In order to fulfill these objectives seven different fuel cycles have been compared [137, 8].

A parametric study concerning the adoption of SFR with different conversion ratio has been recently published [137, 138].

Figure 2.15: Minor Actinides inventory in cycle and in waste for the three cases considered in [9]

Figure 2.16: Accumulative uranium demands for Japan [8]

The study has shown that a complete substitution of the thermal fleet by FRs with CR equal to 1 (i.e.

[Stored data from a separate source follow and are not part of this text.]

PR #4845, opened 2023-12-03
repair `for/fold` binding and `#:break`

mflatt:
*[Draft until Typed Racket can deal with this expansion, either through changes here or in Typed Racket.]*

Besides fixing `#:break` when an accumulator variable is shadowed by a `for/fold` clause or local definition, this commit adjusts the way that accumulator variables are bound so that they work more sanely with shadowing. It also evaluates accumulator initialization expressions before the first set of iteration clauses.

An unusual aspect of `for/fold` is that the lifetimes of variables do not line with with textual nesting, but scope does --- or, at least, does after this commit. For example, in

 (for*/fold ([a ....])
            ([i ....]
             [j ....])
    ....)

you would expect that `a`, `i`, and `j` are bound for everything to the right of the binding. There's a new `i` and `j` for each iteration, but each `i` lives as long as all the `j`s` inside. But the liftime of `a` is inside the liftimes of `i` and `j`, insead of outside.

Before this commit, `a` wasn't exactly bound this way, and shadowing throught a `for`-clause binding acted weirdly: the value of the shadowed variable taken from the accumulator on the first iteration of a loop and the shadowing binding for subsequent loops. This weirdness interacted with the implementation of `#:break`, so that it didn't work right.

The new implementation binds each accumulator variable as a macro that refers to a suitable binding for the current iteration, essentially like using a syntax parameter (but implemented for this limited context in a more direct way).

A remaining weirdness is that an accumulator variable is not bound of the right-hande size of clauses for the ones that determine an outermost iteration. Unfortunately, change that breaks too much code, and in a way that can be particularly difficult to track down. Add `#:when? #t` as the first clause to avoid that binding weirdness.

##### Checklist

- [ ] Bugfix
- [ ] Feature
- [ ] tests included
- [ ] documentation


racket/collects/racket/private/for.rkt
```diff
@@ -1801,43 +1828,54 @@
...
-                         (values* fold-var ...)
-                         . rest)))
-                   (if result-expr
-                       (quasisyntax/loc #'orig-stx
-                         (let-values ([(fold-var ...) #,loop-stx])
-                           #,result-expr))
-                       loop-stx)])))]
+               (with-syntax ([(int-var ...)
+                              (map (lambda (fold-var)
+                                     (datum->syntax fold-var (gensym (syntax-e fold-var))))
```
samth, line 1833: I think the problem is just that we need to copy the syntax properties from `fold-var` onto `int-var` (and that fixes my initial testing). Is that generally reasonable?

mflatt: Can you send your change that made things work? I tried
```
(datum->syntax fold-var (gensym (syntax-e fold-var)) fold-var fold-var)
```
in place of
```
(datum->syntax fold-var (gensym (syntax-e fold-var)))
```
but was not able to build the `math` collection after that change.

PR #5384, opened 2025-11-30
Add MSVC query to system-type 

ndykman:
## Checklist

- [x] Feature

## Description of change
This change allows developers to query if Racket was built locally via Microsoft Visual Studio (and not cross compiled). 
The main purpose of this is to allow for different dynamic libraries to be used if that is the case. This is needed as vcpkg dependencies for Microsoft Visual Studio use a different convention for naming libraries (many don't have lib as the start of the filename). It does so by checking for a specific environment variable that is set on a command prompt or Powershell prompt for development, but not by the vcvarsall.bat script. 

As part of this, the libcrypto and libssl libraries have been updated to use version 3 of openssl. There are no new tests as the existing tests cover functionality. A working version of racket and raco have been built from source and they run without any issues.  

This work also supports updating dynamic libraries in packages like draw-lib, gui-lib and math-lib to use MSVC versions as part of testing and development in Windows and to insure MSVC builds work in general.  

Note: There is no intent here to have MSVC builds be officially distributed or supported.

### DIFF
--- a/racket/src/bc/src/string.c
+++ b/racket/src/bc/src/string.c
@@ -189,7 +189,7 @@ static void cache_locale_or_close(int to_bytes, rktio_converter_t *cd, char *le)
 
 ROSYM static Scheme_Object *sys_symbol, *sys_os_symbol, *sys_arch_symbol;
 ROSYM static Scheme_Object *link_symbol, *machine_symbol, *vm_symbol, *gc_symbol;
-ROSYM static Scheme_Object *so_suffix_symbol, *so_mode_symbol, *word_symbol;
+ROSYM static Scheme_Object *so_suffix_symbol, *so_mode_symbol, *word_symbol, *msvc_symbol;
 ROSYM static Scheme_Object *os_symbol, *os_star_symbol, *arch_symbol;
 ROSYM static Scheme_Object *fs_change_symbol, *target_machine_symbol, *cross_symbol;
 ROSYM static Scheme_Object *racket_symbol, *cgc_symbol, *_3m_symbol, *cs_symbol;
@@ -251,6 +251,7 @@ scheme_init_string (Scheme_Startup_Env *env)
   REGISTER_SO(so_suffix_symbol);
   REGISTER_SO(so_mode_symbol);
   REGISTER_SO(word_symbol);
+  REGISTER_SO(msvc_symbol);
   REGISTER_SO(os_symbol);
   REGISTER_SO(os_star_symbol);
   REGISTER_SO(arch_symbol);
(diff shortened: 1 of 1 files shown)


mflatt:
A way to trigger a different library-linking mode on Windows makes sense, but I'm skeptical that it should be based on whether Racket was compiled with MSVC. After all, compiling with MSVC is mainly the way I work on Windows currently. I think we want something based on a configure-time choice, instead.

The way to reflect it into the Racket level is through `(system-library-subpath)`.  Although `(system-library-subpath)` was originally related to picking up native-compiled forms of Racket code, it evolved into the mechanism for selecting library conventions. (In the old, old days, compiling with MSVC vs. MinGW produced different `(system-lbrary-subpath)` results. But that was before I spent a lot of effort getting Racket to behave the same with either compiler.)

A different `(system-library-subpath)` result will cause different native-library selections at level of Racket's package system, which is part of what you want. Library names at run time also can also be conditioned on `(system-library-subpath #f)`, which is something that we've done in the past.

Racket CS is almost set up for this. Try changing `racket/src/cs/c/winfig.bat` to add `echo PLT_CS_SLSP_SUFFIX=-alt >> Makefile` after other similar lines that initialize `Makefile`, and also set the environment variable `PLT_CS_SLSP_SUFFIX` to `-alt` before running `nmake`. That should cause `(system-library-subpath #f)` to have `-alt` added to the end.

If that looks like a promising direction, we'd want to add a way to configure without changing `winfig.bat` and without remembering to set an environment variable — and some way that doesn't involve having to remember to pass a configuration to `nmake` (or `make` or even `configure`) every time. I'd be happy to work on that, if initial experiments adjusting `winfig.bat` work out.

ndykman:
> A way to trigger a different library-linking mode on Windows makes sense, but I'm skeptical that it should be based on whether Racket was compiled with MSVC. After all, compiling with MSVC is mainly the way I work on Windows currently. I think we want something based on a configure-time choice, instead.

I completely agree here and I apologize that I didn't catch this earlier. It is really about the target binary: `x64-windows-dynamic` or `x64-mingw-dynamic` (using vcpkg conventions). Of course, the dynamic part is a given here. 

It seems that `(system-library-subpath)` would be the direction to go here as there are hooks into the package manager already. My plan will be to set `PLT_CS_SLSP_SUFFIX` to something like `msvc_native` and go from there.  

I have some questions on how to best integrate this with the `(define-runtime-lib)` macro. My current approach was to add something like `(windows-native)` to support a completely separate list of file names. Again, this wasn't just about names being different, but to allow for additional libraries to be loaded or to exclude libraries that don't need to be loaded. 

Leaving open for now until further information is gathered.

mflatt:
Your plan for `define-runtime-lib` sounds ok to me.

The more I think out it, `system-library-subpath` needs to be part of the story, but matching the result of `system-library-subpath` is not great. In part, it's not great because an architecture is part of the returned subpath, but it's not relevant to the library choice. It's nicer to match a simple result from `system-type`, as in your patch.

If I understand, the distinction you want to make is the same as the "natipkg" (use native libraries supplied by Racket packages) versus "nonatipkg" (use packages ad managed by the system) distinction that has been evolving already. That distinction is currently reflected consistently only in `system-library-subpath`, and it just happens that `(system-type 'os)` and version search lists for "Unix" libraries bridged the gap, but making the distinction explicit would make sense in general.

So, what you do think about adding `(system-type 'native-package)` to report `'racket` or `'system`, or something like along those lines, where is would be configured at the same time as an adjustment to `system-library-subpath`?

ndykman:
Closing as this is superseded by #5387.

PR #5387, opened 2025-12-02
add `(system-type 'platform)`, `(system-type 'os-find)`, and `--enable-sofind=<conv>`

mflatt:
The new `system-type` modes refine the way that platforms are identified for the purposes of (1) locating native libraries at run time, and (2) picking platform-specific Racket packages like "racket-win32-arm64-3" or "racket-x86_64-linux-natipkg-3". The new `--enable-sofind=<conv>`argument for `configure` (or `/sofind <conv>` for `winfig.bat`) configures the result of `(system-type 'os-find)`, which is in turn included as a suffix on `(system-type 'platform)` and `(system-library-subpath #f)`.

* `(system-type 'platform)` returns the same string as `(path->string (system-library-subpath #f))`, but it in a simpler and clearer way. This addition will enable a migration away from `system-library-subpath` , which was not really intended for the role it has ended up serving.
    
* `(system-type 'so-find)` reports `'system`, `'natipkg`, or another symbol that is configured with `--enable-sofind`. This should make it easier to condition native-library choices on an environment (selected at build time) without having to parse a suffix out of `(system-library-subpath #f)`. For example, when using libraries managed by MacPorts or vcpkg, then the names or versions of the libraries can be different than in Racket packages like "racket-win32-x86_64-3", and we might update Racket libraries to try different names depending on a combination of `(system-type)` and `(system-type 'so-find)`.

As a bonus, arguments that would otherwise be specified with `make CONFIGURE_ARGS=....` or `make PKGS=....` can be stashed in `build/CONFIGURE_ARGS` or `build/PKGS`. That way, a Git checkout can be configured without having to remember the arguments with every `make`.

Related to #5384

### DIFF
--- a/main.zuo
+++ b/main.zuo
@@ -195,6 +195,7 @@
   (define (build-base subdir token [options (hash)])
     (define also? (hash-ref options 'also? #f))
     (define prefix (hash-ref options 'prefix #f))
+    (define msvc? (eq? 'windows (hash-ref (runtime-env) 'toolchain-type)))
     (define targets
       (configured-targets-at (hash
                               'configure (if (eq? 'windows (hash-ref (runtime-env) 'toolchain-type))
@@ -203,8 +204,10 @@
                               'inputs (list (at-source "racket/src" subdir "Makefile.in"))
                               'outputs (list (at-source "racket/src/build" subdir "Makefile"))
                               'configure-args (append
-                                               (shell->strings (shell-subst-pwd (lookup 'CONFIGURE_ARGS_qq)
-                                                                                (at-source "racket/src/build" subdir)))
+                                               (if msvc?
+                                                   '()
+                                                   (shell->strings (shell-subst-pwd (lookup 'CONFIGURE_ARGS_qq)
+                                                                                    (at-source "racket/src/build" subdir))))
                                                (shell->strings (lookup 'CONFIGURE_ARGS))
                                                (let ([f (at-source "build/CONFIGURE_ARGS")])
                                                  (if (file-exists? f)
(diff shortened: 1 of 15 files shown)


ndykman:
Commenting as to motivation. There are number of build choices for native libraries (and for the racket platform itself). This pertains mostly for Windows, but there are also clang-based builds on Linux as well. As such, matching up what dynamic library is to be loaded into racket (and what packages those libraries come from) needed to be a bit more flexible.   

The landscape in terms of Windows has notably changed. For a while, `mingw64` (and `msys2`) were needed to build a lot of libraries used by cross-platform software. Today, many libraries can be built natively by the Microsoft Visual Compilers (MSVC) toolchain. This is enabled by `vcpkg`, which is a cross platform tool for managing and building third-party libraries. 

However, `mingw64` and `msvc` will use different naming conventions by default. Trying to force one to use the other overly complicates things. So, the best thing to do is use these features to change what libraries are loaded in the racket code itself. This makes sense as new versions of the libraries might require additional libraries to be loaded. 

The `mingw` toolchain is also changing. For a long time, `mingw` builds used `msvcrt` as the core C runtime library. This library is ancient. `mingw`, as version 12 (2024-05-29),  uses the `ucrt` library by default; this is available on Windows by default and  is completely modern (full Unicode, C99 support). The current dynamic libraries for racket still use the older mingw builds.

Change doesn't happen overnight. By adding this feature, it should make it much easier to test new tool chains and slowly move what the `natipkg` target is for future versions. 

I have validated using vcpkg to manage all the third party dynamic libraries that racket (and associated libraries) use and created a build of racket (and DrRacket) with MSVC using those libraries. This version loads and is working in day to day use.

PR #5389, opened 2025-12-05
use the 'sub-range-binding property in struct-copy

rfindler:
This changes the `struct-copy` macro so that it uses the [newly added](https://github.com/racket/drracket/commit/7b87b4b9de098911fb6c6433f399c00cd262139e) support for `'sub-range-binding`.

For example:

Screenshot 2025-12-04 at 7 23 57 PM

Without this commit that would have only a single arrow (to the `posn-x`).


mflatt:
LGTM

rfindler:
Thanks!

I just realized I can lift the "string length" computation outside the loop. I'll do that before pushing.

PR #5395, opened 2025-12-10
Include 'system in keyword list

soegaard:
Leaving `system` out of the keyword list happens to work, since `system` is handled in the last clause. My guess is that `system` wasn't left out on purpose though.

## Checklist

- [ ] Bugfix
- [ ] Feature
- [ ] tests included
- [ ] documentation


mflatt:
Thanks!

PR #5398, opened 2025-12-11
BC: Make interned-char? equivalent to char?

gus-massa:
After making chars play nice with be `eq?`, it's better to sync the implementation of `kernel:interned-char?` to return `#t` for all chars, so it's the same than `char?` like in CS.

This is an internal undocumented function that is used only in `optimize.c` because the types need a pointer to a function. It's not strictly necessary to fix this, the difference only cause a few minor missed optimizations.

I'm not sure about backward comparability in the `#%kernel` module, because another possibility is to just remove this function completely.


mflatt:
Thanks! I'm inclined to just leave `interned-char?`, too.

PR #5400, opened 2025-12-12
Replace `gen-temp.rkt` with new `make-stx-id-counter` in stx.rkt

jesboat:
Currently, "gen-temp.rkt" exists to provide just `gen-temp-id`, which some low-level macros use to (surprise) generate IDs for temporaries. This used a global counter (modulo multiple instantiations of gen-temp.rkt), which is entirely unnecessary. The only uses of `gen-temp-id` are:

- cond, which can just use a simple single hygenic identifier. (Why was it using gen-temp-id? I've no idea, but it's been that way as far back as the svn history goes, as far as I can tell.)

- with-syntax, which uses `gen-temp-id` to bind the evaluation results of the RHS's of the syntax bindings. These identifiers need to be unique within any invocation of with-syntax, but standard hygene will take care of everything beyond that.

- syntax-case, which uses it similarly to `with-syntax`.

We replace `gen-temp-id` with `make-stx-id-counter`, a new function in stx.rkt which maintains a local counter; `with-syntax` and `syntax-case` use that, and `cond` just uses a boring identifier.

This allows us to eliminate gen-temp.rkt, which lives at the bottom of the module hierarchy, and reduces module instantiations by `racket/base` by ~3%.

Test plan: (1) code review the `cond` changes; (2) manually skim the `make derived` changes, and the only ones are alpha-renaming from the `cond` change which gives me confidence that with-syntax and syntax-case are still working; (3) DrRacket runs; (4) CI.


mflatt:
This looks like a good idea to me. It looks like an "expobs.rktl" test is failing, but that's likely a regression test that is looking for a trace matching a recorded one, and the solution is almost certainly to update the recording.

samth:
Just for historical interest, here's the previous implementation of `cond` before @mflatt added `gen-temp-id` in v3.99.02: https://github.com/racket/racket/blob/11d145b7392df482ab4e0a8dcbe5b8ab88b9a5d0/src/mzscheme/src/startup.ss#L595 It doesn't have any mutable state.

jesboat:
I'll look into the test.

@samth, it's got a gensym at https://github.com/racket/racket/blob/11d145b7392df482ab4e0a8dcbe5b8ab88b9a5d0/src/mzscheme/src/startup.ss#L638 and https://github.com/racket/racket/blob/11d145b7392df482ab4e0a8dcbe5b8ab88b9a5d0/src/mzscheme/src/startup.ss#L653 which is (I'd call it) global state. That traces back to the first `src/mzscheme/src/startup.ss` in src/mzscheme/src/startup.ss (svn: r4).

samth:
Ah ok, counting gensym that goes back to the beginning of startup.ss here: https://github.com/racket/old-plt/blame/47ffa80baf8782badf90a2545453de9f06bbab8e/src/mzscheme/src/startup.ss and further back to https://github.com/racket/old-plt/blob/3a0f0320d6b793ce1e5bf05aff04f77f67a0141c/src/mzscheme/src/macro.ss#L192. Before that I think everything used the zodiac macro system and isn't really comparable.

jesboat:
> It looks like an "expobs.rktl" test is failing, but that's likely a regression test that is looking for a trace matching a recorded one, and the solution is almost certainly to update the recording.

The test failing is https://github.com/racket/racket/blob/1a74e93caa/pkgs/racket-test-core/tests/racket/expobs.rktl#L119-L121, the trace of a simple `define-syntax-rule` expansion.

After modifying expobjs.rktl to regenerate the trace, the only difference was the removal of one `track-syntax` event: https://github.com/racket/racket/blob/1a74e93caa/pkgs/racket-test-core/tests/racket/expobs-regression.rktd#L560

I don't have a good sense of where to go from here... try to figure out what that line is coming from, and how this change would have affected it? Update the trace without understanding why? Infer there's a problem with the change? Advice welcome.. :/

mflatt:
Yes, just update the trace. It's not reporting a problem with the change, just that something about scope sets encountered during the expansion has changed — and that should expected.

mflatt:
Thanks!

PR #5401, opened 2025-12-14
RFC: [expander] cross-phase persistent: allow more quote, quote-syntax

jesboat:
# Description of commit

Previously, `quote` at the module level (i.e. on the rhs of a `define-values` and not wrapped in a lambda, i.e. would run at module instantiation time) was limited to a small subset of atomic data, and `quote-syntax` was forbidden to appear anywhere in the module.

Loosen these restrictions, significantly. Specifically:

Define *simple data* as:

- numbers (including extflonums), booleans, symbols, chars, keywords, null
- immutable strings and immutable bytes
- immutable vectors with simple data for values
- immutable hasheqs with simple data for keys and values
- immutable boxes with simple data for content
- immutable prefab structs with simple data for field values

(These are the things the standard reader can read, except that it excludes non-hasheq hashes, because cross-phase-persistent modules previously allowed hasheqs but not other hashes.)

Then, the restrictions for `quote` are then relaxed so that any simple data can be quoted at the module level. (As before, arbitrary data can be quoted when guarded by a lambda.)

For `quote-syntax`, the restriction to simple data is enforced throughout the module. This is necessary because the stx's quoted by a quote-syntax are, in essence, lifted to the module level.

# RFC

Thoughts? In particular:

- Should "loosen restrictions on quote" and "allow quote-syntax" be separate commits, or separate PRs?
- Allowing quote-syntax seems okay, at least insofar as it works for some simple cases. Does this work all the time, or are there sharp edges I'm not aware of? Does it break expander invariants?
- If palatable, I'd want to add tests, update the docs, and add appropriate changelog entries before merging.

One potential application of allowing quote-syntax is to allow transformers to be written in a cross-phase-persistent module. However, that couldn't (by itself, at least) reduce the number of instances or bindings needed, since the cross-phase-persistent module can't create the syntax bindings.


mflatt:
I have been unclear on whether `quote-syntax` is going to work out, but now I'm pretty sure that it will need extra changes to make sense. I think the changes are maybe not all that difficult, but we should figure out whether it's going to work before allowing `quote-syntax`.

Here's a module of the sort that I think you're aiming for:

```
;; "m1.rkt"
(module m1 '#%kernel
  (#%require (for-syntax '#%kernel))
  (#%provide m)
  (#%declare #:cross-phase-persistent)
  (define-syntaxes (m)
    (lambda (stx)
       (quote-syntax ok)))
  (define-values (ok) "yes"))
```

If I hack the expander to (1) skip the check whether `#:cross-phase-persistent` is ok, and (2) make `namespace-module-instantiate!` run the phase-1 component of a cross-phase persistent module (using `(instantiate! 0 1 (or (namespace-root-namespace ns) ns))` and `(instantiate! 0 0 (or (namespace-root-namespace ns) ns))`), then this works:
```
;; "m1.rkt"
(module m2 '#%kernel
  (#%require "m1.rkt")
  (display m)
  (newline))
```
However, this does not:
```
(module m3 '#%kernel
  (#%require (for-syntax '#%kernel
                         "m1.rkt"))
  (define-syntaxes (m3)
    (begin
      (display m)
      (newline)
      void)))
```
The problem is that `m3` is using `m` at phase 1, and the way "m1.rkt" is imported allows the `m` macro to be found, but expansion injects an `ok` that has a binding only at phase 0.

To make this work, `module` expansion needs to create a different kind of scope of its body. In `expand-module`, where `inside-scope` is created by `new-multi-scope`, it needs to be `new-scope`. That will make module-level binding information cross-phase. (Also, in "root-expand-context.rkt", `apply-post-expansion` and `post-expansion-scope` need to accommodate a `scope?` instead of just `shifted-multi-scope?`.) There may be more problems that larger experiments will uncover, but it's plausible to me that this can work out.

The remaining problem is that `inside-scope` needs to be created — and so the choice between `new-scope` and `new-multi-scope` needs to be made — well before `#%declare` forms are discovered in the current module-expansion process. Maybe the `module` expander will need to look for `(#%declare #:cross-phase-persistent)` in a special way (looking for it literally?).

As an aside, cross-phase bindings in a `(#%declare #:cross-phase-persistent)` module would mean that phase 0 and phase 1 cannot have different bindings for the same identifier. I image that's as expected, though.

jesboat:
My interest in quote-syntax in cross-phase-persistent modules was mainly for core-ish macro, many of which (and, or, when, unless, the non-core `let`s, non-keyword non-optional `define`s, a couple others) can be implemented pretty-straightforwardly in `racket/kernel`, where quote-syntax is limited to capturing bindings exported by `#%kernel` and the source location. (Bindings to core forms can also be procured during the dynamic extent of a transformer using `namespace-module-identifier`.) If `quote-syntax` would be simple to allow for that, then the bodies of transformers could be in cross-phase-persistent modules. If there was also a way for cross-phase-persistent modules to provide some of their bindings as syntax bindings instead of value bindings, then many (most?) of the simpler macros could live in a cross-phase-persistent module. (Notable exceptions would be `cond` and `quasiquote`, which need to `quote-syntax` e.g. `else` and `unquote`.)

Sadly, it seems that `quote-syntax` does have sharp edges, and @mflatt and I have intuition ([discord](https://discord.com/channels/571040468092321801/893314076346826852/1449806943756615851)) that flattening is likely to be a bigger bang-for-the-buck.

Given that, I'm tempted to:
- Split the `quote` changes out into a PR (with tests and docs) which could be merged with less concern
- Shelve consideration of `quote-syntax` in cross-phase-persistent modules (or of implementing macros in them more generally)
- Focus effort on flattening

Sound ok?


> The remaining problem is that inside-scope needs to be created — and so the choice between new-scope and new-multi-scope needs to be made — well before #%declare forms are discovered in the current module-expansion process. Maybe the module expander will need to look for (#%declare #:cross-phase-persistent) in a special way (looking for it literally?).

In the current model, looking for it literally almost works: the only syntax bindings cross-phase-persistent modules can end up with are core ones, none of which (except begin splicing, I suppose) can expand to `#%declare`, but it would get uglier because (AIUI) the `#%declare` should be detected by `free-identifier=?` which would mean processing `#%require`'s....  If I imagine writing `module` as a macro, I feel like I'd end up with something which, when it hits the `#:cross-phase-persistent` request, restarts the entire expansion process with cross-phase-persistent restrictions in place. (I do not mean to suggest that the expander should work that way, or that it would be a reasonably-scoped change.)

jesboat:
> Given that, I'm tempted to:
> 
> * Split the `quote` changes out into a PR (with tests and docs) which could be merged with less concern
> * Shelve consideration of `quote-syntax` in cross-phase-persistent modules (or of implementing macros in them more generally)
> * Focus effort on flattening
> 
> Sound ok?

Going forward with this plan. The `quote` changes are #5407. Closing this one now.

PR #5402, opened 2025-12-14
Make racket kernel entirely kernel

jesboat:
# Description

make `#lang racket/kernel` entirely kernel

The catch before was that the reader submod used `module-reader`, which is quite complex and decidedly not written in `#%kernel`. However, perhaps unsurprising given `#lang racket/kernel`'s simplicity, only the most basic features of module-reader were used, and it is quite straightforward to inline the necessary components and rewrite them in `#%kernel`.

self-sustaining system), leads to 50% reduction of the natural uranium use, 44% reduction of UOX fuel fab-rication and 50% reduction of total out-of-pile TRUs amount. Comparable results have also been obtained by own investigations of similar substitution scenarios. Essential findings of that particular study, forming a constituent part of the present work, are outlined more precisely in Chapter 5 and in [139].

The Canadian case is an interesting scenario because it opens the attention to other kind of systems as the CANDU technology is originally based on natural uranium and heavy water. The transition from thermal-to-fast reactors has been analyzed for Canada too [8].

The adoption of Heavy Water reactors (HWRs) facilitate the transition toward fast reactors because of their good conversion capability enabling to provide the first fissile loading.

In addition the option of combining the Th-fuel cycle with CANDU reactors enables the generation of U233 while significantly extending uranium resources [8, 140].